PR #666, opened 2024-06-25
OC-879: Create new topics for ARI DB mapping

finlay-jisc:
The purpose of this PR was to have a way of creating a set of new topics in bulk so that we are prepared to map topics from the ARI DB into octopus topics.

After this is approved the script will be run on int, the results checked, and run on prod if observed to have worked correctly. The dry run setting will be changed manually on the bastion server where the script is run.

---

### Acceptance Criteria:

- Create new topics based upon mapping sheet
    - Linked to existing parents where details
    - Where no parent exists, repeat through script until parent does exist
    - If possible, return list of created topic URLs/IDs w/ names

---

### Checklist:

- [ ] Automated tests added
- [ ] Documentation updated


api/prisma/createTopics.ts
```diff
@@ -0,0 +1,286 @@
...
+
+        if (
+            item.newParentCreationId2 &&
+            !data.find((potentialParent) => potentialParent.creationId === item.newParentCreationId2)
+        ) {
+            valid = false;
+            messages.push(`Creation ID ${item.creationId} has an invalid new parent creation ID 2`);
+        }
+
+        if (!dryRun) {
```
adwearing-jisc, line 93: Could do this even if not dry run? It isn't updating anything

adwearing-jisc: I'll try this again 😂 

Could potentially do this whether dry run or not. It's only finding things, it isn't updating anything

api/prisma/createTopics.ts
```diff
@@ -0,0 +1,286 @@
...
+    dryRun?: boolean
+): Promise<CreatedTopics> => {
+    let { created, deferred } = await createOrDeferTopics(data, {}, environment, dryRun);
+    console.log(
+        `First run complete; deferred ${deferred.length} topics and created ${Object.keys(created).length} topics.`
+    );
+    const maxRuns = 5;
+    let runCount = 1;
+
+    while (deferred.length && runCount < maxRuns) {
```
adwearing-jisc, line 255: What happens to the parent topics you couldn't create if you hit the max runs?

api/prisma/createTopics.ts
finlay-jisc: Yeah, good point. I think working locally I was conflating "dry run" with "not touching the database" which isn't strictly true. I'll remove this check

api/prisma/createTopics.ts
finlay-jisc: I'll add something to report back on which ones couldn't be created

adwearing-jisc (approved):

adwearing-jisc (approved):

PR #670, opened 2024-07-10
OC-835: Direct publishing via API

finlay-jisc:
The purpose of this PR was to create new functionality that allows organisational accounts to create publications that go straight to LIVE state.

---

### Acceptance Criteria:

- An API key protected endpoint or other function is available to create a draft for a new version or entirely new publication on an organisational account, including options for:
    - Corresponding author (organisation) account ID
    - Title
    - Linked items (Publication ID)
        - Optional. If blank, use the default publication (see OC-824)
        - Topic IDs are only accepted for research problems
    - Main text (HTML)
    - Language (always eng)
    - Keywords
    - Conflict of interest statement declaration (always no)
    - Source (new field, text, always populated with “ARI”)
    - External ID (new field, int, optional unless “Source” is populated)
- This endpoint can trigger publication 

---

### Checklist:

- [x] Automated tests added
- [x] Documentation updated

---

### Tests:

API
Screenshot 2024-07-10 141014

E2E
Screenshot 2024-07-10 151838


api/docs/api.yml
```diff
@@ -1,1511 +1,1579 @@
-openapi: 3.0.0
```
adwearing-jisc, line 1: So.. erm.. what changed here? :joy:

api/src/components/link/service.ts
```diff
@@ -124,3 +126,137 @@ export const canLinkBeCreatedBetweenPublicationTypes = (fromType, toType) => {
...
+            valid: true,
+            toPublication: {
+                publicationId: toPublication.id,
+                versionId: toLatestLiveVersion.id
+            }
+        };
+    } catch (err) {
+        console.log(err);
+
+        return { valid: false, details: { code: 500, message: 'Unknown server error.' } };
```
adwearing-jisc, line 260: This might come back to bite you in the future, could you make this message more helpful?

api/src/components/publication/controller.ts
```diff
@@ -56,45 +58,138 @@ export const getSeedDataPublications = async (
...
+                            message: validateLink.details.message
+                        });
+                    } else {
+                        links.push(validateLink.toPublication);
+                    }
+                }
+            }
+
+            // All proposed topics must exist.
+            if (topicIds?.length) {
```
adwearing-jisc, line 137: Do you need the if check here? Is this checking the array is non empty or that topicIds is not null/undefined? For non empty, the for..of will just not loop and all will be fine.

adwearing-jisc: Can't quite follow what's happening here, can topicIds be null/undefined?

api/docs/api.yml
finlay-jisc: Ooh, the diff was a lot easier to make sense of in VS code! Basically, I changed the query param, request body schema and response for the publication create endpoint to reflect the changes in this PR.

api/src/components/link/service.ts
finlay-jisc: I see what you mean, how about something like: 'Link validation failed because of an unexpected error.'?

api/src/components/publication/controller.ts
finlay-jisc: I don't think there's a need for the "?.length" part here now you mention it, so have just removed those.

api/src/components/link/service.ts
adwearing-jisc: That is better, does the `console.log(err)` go anywhere?

api/src/components/publication/controller.ts
adwearing-jisc: :+1: Ok so something about problems and default topics and publications not having topics. I'll take your word there :) Looks better without the `?.length` bit anyway

api/src/components/link/service.ts
finlay-jisc: It will end up in the lambda logs in cloudwatch, so should be useful to investigate when we see that generic 500 error.

adwearing-jisc: :+1: That's what I was looking for. Good stuff!

adwearing-jisc (dismissed):

api/src/components/link/service.ts
finlay-jisc: Cool, I have pushed the new error message.

adwearing-jisc (approved):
====
■ Goal of the exercise
Copy out all lines above holding "field".

■ Reply to the task
    - Source (new field, text, always populated with “ARI”)
    - External ID (new field, int, optional unless “Source” is populated)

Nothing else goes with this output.